Las noticias que publicaban los periódicos cubanos y que difundían las
estaciones de radio eran alarmantes porque en ellas se describían las
barbaridades que estaban ejecutando en Polonia las tropas hitlerianas. A mí me
parecían los hechos que estaban sucediendo en la patria de Chopin una repetición
de lo que hasta poco tiempo antes había sucedido en España, y la sangrienta
guerra civil española estaba relacionada en el mundo de mis sentimientos con
Trujillo y su dictadura, lo que era un indicio de que, al menos en el terreno
emocional, yo estaba convirtiéndome en un militante anti trujillista, y sabía
que en el origen de esa militancia estaba la prédica del
Dr. Henríquez, a quien a esas
alturas yo le llamaba, como sus familiares y amigos, Cotú a secas.
La simultaneidad de la guerra
en Europa con la campaña para elegir diputados constituyentes puso la atmósfera
política en un alto grado de actividad. Hasta el limpiabotas de los muchos que
había siempre en el Parque Central, cuando le prestaba servicio a alguien
conocido ponía como tema de cambio de palabras, si no de conversación, el de la
guerra mundial o el de las elecciones a diputados a la Asamblea Constituyente,
de manera que todo el que tuviera cierto nivel de conocimiento de lo que estaba
ocurriendo en el mundo y en Cuba —y esos eran la mayoría de los cubanos—acababa
cambiando impresiones de carácter político lo mismo con personas conocidas que
con las desconocidas que compartían un lugar común, por ejemplo, el asiento de
un ómnibus, el de un tranvía o la vecindad de mesas en un restaurant o en el
sitio donde entraba a tomarse un café, un refresco o un jugo de naranja (zumo,
dicen los españoles).
En mi caso los cambios de
impresiones sobre los dos temas eran frecuentes y se llevaban a cabo en niveles
relativamente altos pues sucedía que cuando llegué a Cuba era ya conocido en los
círculos de escritores porque la revista Carteles, que para 1939 era la más
leída*, había publicado cuentos míos —y esa publicación fue lo que movió al Dr.
Henríquez a buscarme, primero en Santo Domingo y después en Puerto Rico— y al
llegar a Cuba Carteles le dio publicidad a mi presencia en La Habana, de manera
que pocos meses después yo frecuentaba las reuniones de escritores, periodistas,
pintores y actores teatrales, en las cuales los temas de conversación eran
siempre mayoritariamente los de la política cubana y la política internacional.
De la última eran parte las noticias de lo que sucedía en la República
Dominicana, por lo menos de los hechos que llegaban a conocimiento de los
cubanos, hechos que en alguna medida se parecían a los que el pueblo cubano
había vivido —y en cierto sentido estaba viviendo— hacía poco tiempo, razón por
la cual yo iba adquiriendo desarrollo político debido a que los juicios que
hacían los intelectuales de Cuba acerca de los sucesos mundiales, cubanos y
dominicanos, equivalieron para mí a cátedras de ciencias políticas en una
universidad muy bien calificada.
Bohemia sobrepasaría a Carteles
hasta el extremo de que pasó a vender 500 mil ejemplares semanales años después,
a mediados de la década de los 40.
Buscando dominicanos anti
trujillistas
El Dr.

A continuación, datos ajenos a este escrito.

PR #97224, opened 2026-08-28
feat(agent): checkpoint strategy and streaming heuristics for tool results

thewulf7:
## What does this PR do?

Adds two independent modules that improve agent robustness and responsiveness. This update addresses all points raised in the review.

---

### 1. CheckpointStrategy — *when* to persist agent state

A declarative decision layer that tells the agent loop *when* to checkpoint. Returns a `bool` — it does not call the checkpointer itself, so different loop implementations can plug in their own persistence.

Four strategies:

| Strategy | Behaviour |
|---|---|
| `NEVER` | No checkpoints (lightweight sessions) |
| `ALL` | After every tool call (maximum durability) |
| `RISKY` | After destructive tools only (write, patch, terminal, …) |
| `SMART` | Destructive tools + any error-result tool; skips successful reads |

**How it's enabled**: the strategy hooks into the *existing* `agent._checkpoint_mgr.enabled` gate in `tool_executor.py`. If you have `checkpoints: enabled: true` in `config.yaml`, `CheckpointStrategy.SMART` activates automatically — no new config key, zero overhead for users who don't use checkpoints.

**Integration**: `should_checkpoint()` is now called in `tool_executor.py` immediately after tool execution. It delegates to the existing `tools.checkpoint_manager.CheckpointManager.ensure_checkpoint()` — this PR extends that infrastructure rather than duplicating it.

---

### 2. Streaming heuristics — *whether* to stream a result progressively

`should_stream_tool(tool_name, result)` answers: is this result large enough that streaming is meaningfully better than one batch?

Rules (size/type-based, no hardcoded tool name list):
- Any tool: string > 1 KB → stream
- Any tool: list with ≥ 2 items → stream
- `None` → never stream

`StreamedToolResult` chunks text into configurable pieces. `stream_text_async()` now delegates to `stream_text()` so chunking logic lives in exactly one place.

---

## Review fixes (v2)

| Issue | Fix |
|---|---|
| Neither module wired into any code path | `should_checkpoint()` wired into `tool_executor.py` post-execution path, gated by existing `_checkpoint_mgr.enabled` |
| Duplicates existing checkpoint infra | Now extends `tools.checkpoint_manager.CheckpointManager` rather than introducing a parallel bookkeeping layer |
| `mcp_*` prefix match broken | Replaced literal set entry with `_is_mcp_tool()` prefix check; `get_checkpoint_label()` produces correct labels for `mcp_<server>_<tool>` names |
| SMART docstring contradicts impl | Rewritten: clearly states destructive ops + error results → checkpoint; successful API calls → no checkpoint |
| Sync/async streaming duplicate logic | `stream_text_async()` now delegates to `stream_text()` |
| `known_tools` hardcoded list anti-pattern | `should_stream_tool()` now gates on result size/type only — works for any current or future tool |

## Type of Change

- [x] 🐛 Bug fix (mcp_* prefix, async duplication)

## Changes Made

- `agent/checkpoint_strategy.py` — fixed MCP prefix matching, corrected SMART docstring, `%s`-style logging throughout
- `agent/streaming_results.py` — `stream_text_async` delegates to `stream_text`; `should_stream_tool` size/type-based only
- `agent/tool_executor.py` — wired `should_checkpoint()` into post-execution path behind existing `_checkpoint_mgr.enabled` guard
- `tests/agent/test_checkpoint_streaming.py` — 34 tests (added: async parity, MCP label, size-based streaming for unknown tools)

## How to Test

```bash
uv run --extra dev python3 -m pytest tests/agent/test_checkpoint_streaming.py -v
# → 34 passed
```

To test the wired path, enable checkpoints in `config.yaml`:

```yaml
checkpoints:
  enabled: true
```

Then run an agent session that calls `write_file` or `patch` — a checkpoint will be taken after each mutation.

### Code

- [x] I searched for existing PRs — no existing PR covers checkpoint strategy or streaming heuristics
- [x] My PR addresses all review comments from v1
- [x] I've run `pytest tests/agent/test_checkpoint_streaming.py -v` — 34 passed
- [x] Tested on: macOS 15 (Apple Silicon)

- [x] Module docstrings explain design decisions
- [x] No new config keys — activates via existing `checkpoints.enabled` setting
- [x] AGENTS.md unchanged — no architecture changes

### DIFF
--- a/agent/agent_init.py
+++ b/agent/agent_init.py
@@ -334,6 +334,7 @@ def _refuse_checkpoint_required_on_codex_app_server(
         )
 
 
+
 def _parse_config_int(raw: Any, default: int) -> int:
     """Strict int coercion: rejects bool (YAML ``true`` → 1) and fractional floats."""
     if isinstance(raw, bool):
@@ -1142,13 +1143,36 @@ def _init_session_state(agent, session_id, session_db, parent_session_id, reason
 
     # Filesystem checkpoint manager (transparent — not a tool)
     from tools.checkpoint_manager import CheckpointManager
+    from agent.checkpoint_strategy import CheckpointStrategy
     agent._checkpoint_mgr = CheckpointManager(
         enabled=checkpoints_enabled, max_snapshots=checkpoint_max_snapshots,
         max_total_size_mb=checkpoint_max_total_size_mb,
         max_file_size_mb=checkpoint_max_file_size_mb,
     )
 
-    agent._session_db = session_db  # optional SQLite store (CLI/gateway-provided)
+    # Strategy used by the post-execution checkpoint hook in tool_executor.
+    # Defaults to SMART (checkpoint after mutations or error results).
+    # Can be overridden via the checkpoint_post_strategy init param.
+    try:
+        agent._checkpoint_post_strategy = CheckpointStrategy(checkpoint_post_strategy)
+    except ValueError:
+        logger.warning(
+            "Unknown checkpoint_post_strategy %r; falling back to SMART",
+            checkpoint_post_strategy,
+        )
+        agent._checkpoint_post_strategy = CheckpointStrategy.SMART
+    
+    # SQLite session store (optional -- provided by CLI or gateway)
+    agent._session_db = session_db
+    # Whether close() must also close that handle. Default False: a
+    # caller-supplied session_db is almost always the SHARED launch handle,
+    # which outlives every agent and must never be closed here. Callers that
+    # hand over a DEDICATED handle (the gateway's per-profile state.db opens)
+    # set this True at the point ownership transfers, so teardown releases the
+    # sqlite fds and the token-writer thread instead of leaking them for the
+    # life of the process. Also set True on the lazy self-open in
+    # _get_session_db_for_recall, where nothing else holds a reference.
+    agent._owns_session_db = False
     agent._parent_session_id = parent_session_id
     agent._session_init_model_config = {
         "max_iterations": agent.max_iterations,
--- a/agent/checkpoint_strategy.py
+++ b/agent/checkpoint_strategy.py
@@ -1,19 +1,31 @@
-"""Checkpoint strategy middleware.
+"""Checkpoint strategy: decide *when* to trigger agent state persistence.
 
-Decides when to save agent state for replay/recovery.
+This is a pure decision layer.  It returns ``True``/``False`` and never
+calls the checkpointer directly, so different loop implementations can
+plug in their own persistence backend (e.g. the existing
+``tools.checkpoint_manager.CheckpointManager``).
 
-Strategies:
-- checkpoint_never: no checkpoints
-- checkpoint_all: after every tool call
-- checkpoint_risky: after destructive operations (write, delete, API calls)
-- checkpoint_smart: after uncertain operations (API calls, LLM reasoning changes)
+Four strategies:
+
+| Strategy | Triggers checkpoint                                 |
+|----------|-----------------------------------------------------|
+| NEVER    | Never                                               |
+| ALL      | After every tool call                               |
+| RISKY    | After destructive/mutating operations only          |
+| SMART    | After destructive ops OR error results (see below)  |
+
+SMART rationale: checkpoint after any state-changing op (write, patch,
+terminal, move/delete) and after any tool that returns an error dict —
+the agent may be in an inconsistent state and worth snapshotting before
+a retry loop starts.  Successful read-only API calls do *not* trigger a
+checkpoint; the result is ephemeral data and nothing has changed.
 """
 
 from __future__ import annotations
 
 import logging
 from enum import Enum
-from typing import Any, Dict, Optional, List
+from typing import Any, Dict, List, Optional
 
 logger = logging.getLogger(__name__)
 
@@ -21,27 +33,27 @@ logger = logging.getLogger(__name__)
 class CheckpointStrategy(Enum):
     """When to checkpoint agent state."""
 
-    NEVER = "never"  # No checkpoints
-    ALL = "all"  # After every tool call
-    RISKY = "risky"  # Only after destructive operations
-    SMART = "smart"  # After API calls, file mutations, uncertain outcomes
+    NEVER = "never"   # No checkpoints
+    ALL = "all"       # After every tool call
+    RISKY = "risky"   # Only after destructive/mutating operations
+    SMART = "smart"   # After destructive ops or error results
 
 
-# Tool categories for checkpoint decisions
+# ---------------------------------------------------------------------------
+# Tool category sets
+# ---------------------------------------------------------------------------
+
 _DESTRUCTIVE_TOOLS = {
     "write_file",
     "patch",
-    "terminal",  # Can modify files
+    "terminal",   # can modify files
     "delete_file",
     "move_file",
 }
 
-_API_TOOLS = {
-    "web_search",
-    "web_extract",
-    "mail",
-    "mcp_*",  # MCP tools
-}
+# MCP tools use the naming convention  mcp_<server_id>_<tool_name>
+# Match by prefix rather than a literal "mcp_*" entry.
+_MCP_PREFIX = "mcp_"
 
 _UNCERTAIN_TOOLS = {
     "execute_code",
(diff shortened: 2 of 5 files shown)


Enough1122:

The biggest issue with this PR is structural: **neither module is wired into any existing code path.** The diff adds `agent/checkpoint_strategy.py`, `agent/streaming_results.py`, and unit tests only — nothing in `run_agent.py`, `model_tools.py`, the gateway, or the TUI calls `should_checkpoint`, `CheckpointManager`, `should_stream_tool`, or `stream_tool_result`. As shipped, this is speculative infrastructure with no consumer, which the repo's contribution rubric explicitly rejects ("adding a hook is easy; removing one after plugins depend on it is hard. A hook is NOT speculative if a contributor has a real, stated use case"). The tests pass because they only test the modules against themselves — there's no proof the feature does anything in a real agent loop. Either wire it into the actual tool-call loop (checkpoint after each tool result, stream large tool results through the gateway/TUI) with an E2E test, or hold off on shipping the surface.

A few concrete issues in the code itself:

1. **This duplicates the existing checkpoints system rather than extending it.** Hermes already has a `checkpoints` config section and checkpoint plumbing in the agent (checkpoints config is a first-class `AIAgent` parameter). This PR defines a parallel `CheckpointManager` + `CheckpointStrategy` enum with its own history/labels, unaware of that infrastructure. Per the repo's "Extend, don't duplicate" rule, this should integrate with the existing checkpoint config/session-store — e.g. a strategy that decides *when* the existing checkpoint mechanism fires — not introduce a second, disconnected bookkeeping layer that nothing reads.

2. **The `mcp_*` prefix matching can never match a real tool.** `_API_TOOLS = {"...", "mcp_*"}` and `get_checkpoint_label` checks `tool_name.startswith(f"{api}:")`, producing `"mcp_*:"` as the prefix — no real MCP tool is named `mcp_*:something`. So the `after_<name>_call` label branch for MCP tools is dead. If the intent is "any tool in an mcp toolset", match on the toolset/schema source, not a literal `mcp_*` string.

3. **The SMART strategy's docstring and implementation disagree.** Module/class docs say "checkpoint_smart: after uncertain operations (API calls, LLM reasoning changes)", but the implementation's step 3 explicitly returns False for successful API calls ("Successful API calls do NOT trigger a checkpoint"). One of the two is wrong — if the design intent is "uncertain outcomes", an error-dict check plus destructive ops is reasonable, but then the docs should say so; if "after API calls" is intended, step 3 contradicts it. Either way it reads as if the behavior drifted from the stated contract.

4. **Sync/async streaming duplicate logic.** `stream_text_async` re-implements `stream_text` rather than delegating (e.g. an async iterator that yields from the same chunking). The non-string JSON-serialization branch exists twice. If chunking or the serialization fallback evolves, the two drift. A single chunking helper (sync), with the async variant `async for`-yielding from it, would keep them in lockstep.

5. **`should_stream_tool`'s `known_tools` is a frozen list of tool names** — the exact shape the repo warns against as a change-detector (any toolset renames/additions silently change behavior with no test signal). If streaming is meant to apply broadly, gate on result size/type generically; if it's tool-specific, derive the set from the registry rather than hardcoding.

The unit tests are fine as far as they go, but they assert the heuristics in isolation — the missing piece is any test that exercises these against the real tool-result pipeline (a checkpoint actually landing in the session store, a large result actually streaming through the gateway). Nice idea; it needs a consumer and an integration test to be a feature rather than dead code.

thewulf7:
@Enough1122 review again please

Enough1122:

Re-reviewed at head `4efccf922e15d413746f503fd966a0f5de1a736b` (2 commits). Good progress on the structural point from the earlier review — the checkpoint half is now wired, and `should_stream_tool` no longer gates on a hard-coded tool-name list. What is left is mostly about the wiring landing correctly.

**Resolved since the previous review**

- No longer speculative on the checkpoint side: `agent/tool_executor.py` now calls `should_checkpoint(...)` and `agent._checkpoint_mgr.ensure_checkpoint(cwd, label)` from inside `_execute`, so the decision layer has a real consumer.
- `should_stream_tool` (`agent/streaming_results.py:254-275`) now decides on result size and type rather than a tool-name allowlist — the anti-pattern flagged earlier is gone.
- `stream_text_async` delegates to `stream_text` (`:233-240`), so chunking and serialisation exist in one place.

**Blocking: the new post-execution checkpoint path conflicts with the pre-execution one that already exists**

1. **It resolves the working directory differently, and the existing code explicitly warns against the way this does it.** There is already a pre-execution checkpoint at `agent/tool_executor.py:1073-1082` → `_ensure_file_checkpoint()` (`:85-101`), which resolves the path first: `_resolve_path_for_task(file_path, effective_task_id)` → `agent._checkpoint_mgr.get_working_dir_for_path(str(resolved_path))` → `ensure_checkpoint(work_dir, f"before {function_name}")`. The comment at `:93-96` states the reason outright: *"File tools resolve relative paths against the task's live/session cwd, which can differ from the Hermes process cwd (notably in Docker)."*

   The new block instead uses `cwd = function_args.get("workdir") or os.getenv("TERMINAL_CWD", os.getcwd())`. `"workdir"` is a terminal-tool argument; `write_file` and `patch` carry `path`, so for those two this expression always falls through to `os.getcwd()` — the process cwd the existing comment warns about. For a `write_file` in Docker, the pre-checkpoint therefore lands in the correct task-resolved project root and the new post-checkpoint lands somewhere else, which can register a second spurious project root. Please route through the same `_resolve_path_for_task` / `get_working_dir_for_path` pipeline as `_ensure_file_checkpoint`.

2. **It removes the destructive-command gate for `terminal`, so read-only commands now checkpoint.** The existing terminal rule at `:1084-1095` checkpoints only when `_is_destructive_command(command)` is true. The new strategy puts `"terminal"` in `_DESTRUCTIVE_TOOLS` (`agent/checkpoint_strategy.py:52-58`) unconditionally, so `ls`, `git status`, `cat`, `grep` and every other read-only command now trigger a filesystem snapshot after every call. The module docstring's own SMART rationale is "checkpoint after any state-changing op" — a bare `ls` is not one. Either consult the command before deciding, or drop `terminal` from `_DESTRUCTIVE_TOOLS` and let the call site pass the destructive-command result in.

**Remaining findings**

3. **`agent/streaming_results.py` is still entirely unwired.** `should_stream_tool`, `stream_tool_result` and `StreamedToolResult` have no caller anywhere in the diff outside `tests/agent/test_checkpoint_streaming.py`. This is the same "no consumer" concern as before, now applying to half the PR rather than all of it. `stream_multimodal` (`:242-251`) is additionally untested. If streaming is not part of this change, splitting it into a follow-up would leave the checkpoint half mergeable.

4. **`CheckpointStrategy.SMART` is hard-coded at the only call site**, so `NEVER`, `ALL` and `RISKY` are unreachable in production, and `CheckpointManager` (`agent/checkpoint_strategy.py:133-171`) is never instantiated outside tests — the wiring imports only `should_checkpoint`, `get_checkpoint_label` and `CheckpointStrategy`. The `checkpoints_taken` / `checkpoint_history` bookkeeping therefore records nothing in a real run. A four-way enum with no way to select among the values is configuration surface without a knob behind it; add the config option or trim the enum to what is shipped.

5. **Failures are swallowed at DEBUG.** The block ends with `except Exception as _cp_err: logger.debug(...)`. Combined with items 1 and 2, a wrong-directory or failing `ensure_checkpoint` is invisible at normal log levels — the same concern raised on #97222, where it was addressed by moving to WARNING. Given this hook can fire on every tool call, a persistent failure here would be silent. At minimum log at WARNING.

6. **This introduces concurrent `ensure_checkpoint` calls.** The existing checkpoints all happen on the main thread before dispatch (`:1073-1095`); the new block runs inside `_execute`'s worker, so a parallel batch of N destructive tools now issues N concurrent snapshots. If `ensure_checkpoint` or its underlying snapshot is not internally synchronised, this is a new race. Worth confirming explicitly.

7. **Minor:** `_UNCERTAIN_TOOLS` (`agent/checkpoint_strategy.py:64-67`) is defined and never read. `_STREAM_TEXT_MIN_BYTES` is documented as bytes (`:199-200`) but compared against `len(result)`, which is characters — for non-ASCII output 1024 characters is up to ~3 KB. The tests use `asyncio.get_event_loop().run_until_complete` (`tests/agent/test_checkpoint_streaming.py:490`), deprecated since 3.12 and an error with no running loop; `asyncio.run` is the current form. *(All non-blocking)*

**Verdict: Request changes** — items 1 and 2 are behavioural regressions against checkpoint logic that already exists in the file, not stylistic preferences. Item 3 is the one to decide on scope: either wire streaming or split it out.

thewulf7:
@Enough1122 please review again

Enough1122:

Re-reviewed incremental commit 9318d80 against the 09-01 pass: terminal correctly dropped from _DESTRUCTIVE_TOOLS with the command-level _is_destructive_command gate (read-only commands no longer snapshot) plus a pinning test; file-tool cwd now routes through _resolve_path_for_task (fixes Docker/task-isolated misplacement); configurable checkpoint_post_strategy with SMART fallback; hook failures promoted debug to warning. Non-blocking: audit that no shared-handle caller ever sets _owns_session_db=True, and confirm _is_destructive_command heuristics cover piped/compound destructive commands. Looks good.

thewulf7:
@teknium1 hey could you review this one please?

Henríquez estaba casado
con la hermana de uno de los líderes más importantes del Partido Revolucionario
Cubano y su casa era punto de reunión de miembros y dirigentes de ese partido
con la mayor parte de los cuales establecí relaciones de amistad, de manera que
en pocas semanas acabé siendo, en el orden político, tan conocedor de la
política cubana como cualquiera de ellos, pero eso no significa que había
relegado a un segundo plano los problemas dominicanos; al contrario, dediqué mis
ratos libres a averiguar dónde vivían algunos dominicanos con los cuales pensaba
que debía iniciarse la organización de ese Partido Revolucionario Dominicano que
proponía el Dr. Henríquez.
Los dominicanos residentes en
Cuba a quienes yo me proponía ver para invitarlos a organizar el partido eran
Lucas Pichardo, Pipí Hernández y los hermanos Mainardi, de todos los cuales supe
que vivían en La Habana por informaciones de las personas que visitaban la casa
del Dr. Henríquez. A Lucas Pichardo lo conocía y antes de salir del país sabía
que él estaba en Cuba, pero no lograba localizarlo en La Habana; a Pipí
Hernández no lo conocí en Santo
Domingo pero sí a sus familiares, y por ellos estaba enterado de que vivía en
Cuba. En cuanto a los hermanos Mainardi, no los conocía pero sabía que eran
militantes anti trujillistas. El Dr. Henríquez, que había solicitado un puesto
de médico en uno de los barcos de la Compañía Naviera Cubana que viajaban a
Santo Domingo y San Juan de Puerto Rico con el único propósito de darle vida al
plan de crear el Partido Revolucionario Dominicano, no conocía a ninguno de los
dominicanos exiliados en Cuba y por esa razón no podía ayudarme en la tarea de
localizar con algunos de ellos, por lo menos, a los que vivían en La Habana.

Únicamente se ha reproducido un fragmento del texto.